### DATA TO EXAMINE

PR #6667, opened 2023-02-14
remove activesupport dependency by creating package_manager_version

jakecoffman:
Sparked by my troubles in https://github.com/dependabot/dependabot-core/pull/6658 to get the Updater test working, and remembering that updating activesupport to the latest version broke things in https://github.com/dependabot/dependabot-core/pull/6522, I asked why we need it at all?

It seems more straight forward to elevate a method (`package_manager_version`) to be implemented in the base, and have file_fetchers implement it than to use Notifications. That and we get to delete a dependency that is giving us trouble!


common/lib/dependabot/shared_helpers.rb
```diff
@@ -151,7 +150,6 @@ def self.excon_defaults(options = nil)
       options ||= {}
       headers = options.delete(:headers)
       {
-        instrumentor: ActiveSupport::Notifications,
```
jakecoffman, line 154: I'm not sure what this was gaining us since I don't see us subscribing to any other notifications?

jakecoffman: Ah I see in dry-run we do have a subscribe.

jakecoffman: I'll see if there's another way to achieve what we had without ActiveSupport.

jakecoffman:
Looks like this is mostly working now, just some Active Support extensions we could either monkey-patch back in or rewrite with plain-ole-Ruby. The dry-run HTTP request output is nice so we'll definitely want to add that back in somehow.

I will pause now for any input. Is this a good idea?

deivid-rodriguez:
ActiveSupport is helpful is you use a significant part of the functionality it provides. In our case, we seem to be using just minimal functionality but we get the disadvantages of globally monkeypatching a lot of core classes. If we can do this, I'm all for it.

jakecoffman:
I think I got everything. I opted to replace ActiveSupport extensions instead of monkey patching them back in. Also made the executive decision to delete bin_run_spec.rb since we have a suite of test that use bin/run with more thorough assertions.

bin/dry-run.rb
```diff
@@ -804,7 +800,6 @@ def security_fix?(dependency)
 StackProf.results("tmp/stackprof-#{Time.now.strftime('%Y-%m-%d-%H:%M')}.dump") if $options[:profile]
 
 puts "🌍 Total requests made: '#{$network_trace_count}'"
-puts "🎈 Package manager version log: #{$package_manager_version_log.join('\n')}" if $package_manager_version_log.any?
```
deivid-rodriguez, line 807: Should we replace this with the information now provided by the fetcher?

maven/lib/dependabot/maven/update_checker/version_finder.rb
```diff
@@ -58,7 +58,7 @@ def versions
             repositories.map do |repository_details|
               url = repository_details.fetch("url")
               xml = dependency_metadata(repository_details)
-              next [] if xml.blank?
+              next [] if xml.nil? || xml.blank?
```
deivid-rodriguez, line 61: The `nil?` part can be undone in the end I guess?

deivid-rodriguez (commented):
Looks great to me, awesome job!

I guess this could be logically divided into two commits, one to remove the end to end fetcher specs, the other one to remove the activesupport dependency? Happy to rebase and squash this to do that, just to get git history a bit cleaner.

bin/dry-run.rb
jakecoffman: Ah yes, of course!

maven/lib/dependabot/maven/update_checker/version_finder.rb
jakecoffman: Uh yeah, what happened here? 😆

jakecoffman: Oh ok, so ActiveSupport seems to have been providing a nil-safe `blank?`, but there's also a Nokogiri `blank?` that isn't nil-safe. So I think we can just just for `nil?` here.

deivid-rodriguez: Mmmm, I guess if we need to deal with [blank? XML nodes](https://www.rubydoc.info/github/sparklemotion/nokogiri/Nokogiri%2FXML%2FNode:blank%3F) here, then the current version adding back nil safety seems fine?

jakecoffman: I don't think it matters since it only calls `css` with a selector that it won't find, should have the same result either way.

```ruby
irb(main):006:0> Nokogiri.XML("not even valid").css("no > exist")
=> []
```

jakecoffman:
@deivid-rodriguez rebased

deivid-rodriguez (approved):
Really happy about this, thanks for the nice work!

### INSTRUCTIONS FOR THE TASK
Type out the records again exactly, line for line.

### REPLY TO THE TASK
PR #6667, opened 2023-02-14
remove activesupport dependency by creating package_manager_version

jakecoffman:
Sparked by my troubles in https://github.com/dependabot/dependabot-core/pull/6658 to get the Updater test working, and remembering that updating activesupport to the latest version broke things in https://github.com/dependabot/dependabot-core/pull/6522, I asked why we need it at all?

It seems more straight forward to elevate a method (`package_manager_version`) to be implemented in the base, and have file_fetchers implement it than to use Notifications. That and we get to delete a dependency that is giving us trouble!


common/lib/dependabot/shared_helpers.rb
```diff
@@ -151,7 +150,6 @@ def self.excon_defaults(options = nil)
       options ||= {}
       headers = options.delete(:headers)
       {
-        instrumentor: ActiveSupport::Notifications,
```
jakecoffman, line 154: I'm not sure what this was gaining us since I don't see us subscribing to any other notifications?

jakecoffman: Ah I see in dry-run we do have a subscribe.

jakecoffman: I'll see if there's another way to achieve what we had without ActiveSupport.

jakecoffman:
Looks like this is mostly working now, just some Active Support extensions we could either monkey-patch back in or rewrite with plain-ole-Ruby. The dry-run HTTP request output is nice so we'll definitely want to add that back in somehow.

I will pause now for any input. Is this a good idea?

deivid-rodriguez:
ActiveSupport is helpful is you use a significant part of the functionality it provides. In our case, we seem to be using just minimal functionality but we get the disadvantages of globally monkeypatching a lot of core classes. If we can do this, I'm all for it.

jakecoffman:
I think I got everything. I opted to replace ActiveSupport extensions instead of monkey patching them back in. Also made the executive decision to delete bin_run_spec.rb since we have a suite of test that use bin/run with more thorough assertions.

bin/dry-run.rb
```diff
@@ -804,7 +800,6 @@ def security_fix?(dependency)
 StackProf.results("tmp/stackprof-#{Time.now.strftime('%Y-%m-%d-%H:%M')}.dump") if $options[:profile]
 
 puts "🌍 Total requests made: '#{$network_trace_count}'"
-puts "🎈 Package manager version log: #{$package_manager_version_log.join('\n')}" if $package_manager_version_log.any?
```
deivid-rodriguez, line 807: Should we replace this with the information now provided by the fetcher?

maven/lib/dependabot/maven/update_checker/version_finder.rb
```diff
@@ -58,7 +58,7 @@ def versions
             repositories.map do |repository_details|
               url = repository_details.fetch("url")
               xml = dependency_metadata(repository_details)
-              next [] if xml.blank?
+              next [] if xml.nil? || xml.blank?
```
deivid-rodriguez, line 61: The `nil?` part can be undone in the end I guess?

deivid-rodriguez (commented):
Looks great to me, awesome job!

I guess this could be logically divided into two commits, one to remove the end to end fetcher specs, the other one to remove the activesupport dependency? Happy to rebase and squash this to do that, just to get git history a bit cleaner.

bin/dry-run.rb
jakecoffman: Ah yes, of course!

maven/lib/dependabot/maven/update_checker/version_finder.rb
jakecoffman: Uh yeah, what happened here? 😆

jakecoffman: Oh ok, so ActiveSupport seems to have been providing a nil-safe `blank?`, but there's also a Nokogiri `blank?` that isn't nil-safe. So I think we can just just for `nil?` here.

deivid-rodriguez: Mmmm, I guess if we need to deal with [blank? XML nodes](https://www.rubydoc.info/github/sparklemotion/nokogiri/Nokogiri%2FXML%2FNode:blank%3F) here, then the current version adding back nil safety seems fine?

jakecoffman: I don't think it matters since it only calls `css` with a selector that it won't find, should have the same result either way.

```ruby
irb(main):006:0> Nokogiri.XML("not even valid").css("no > exist")
=> []
```

jakecoffman:
@deivid-rodriguez rebased

deivid-rodriguez (approved):
Really happy about this, thanks for the nice work!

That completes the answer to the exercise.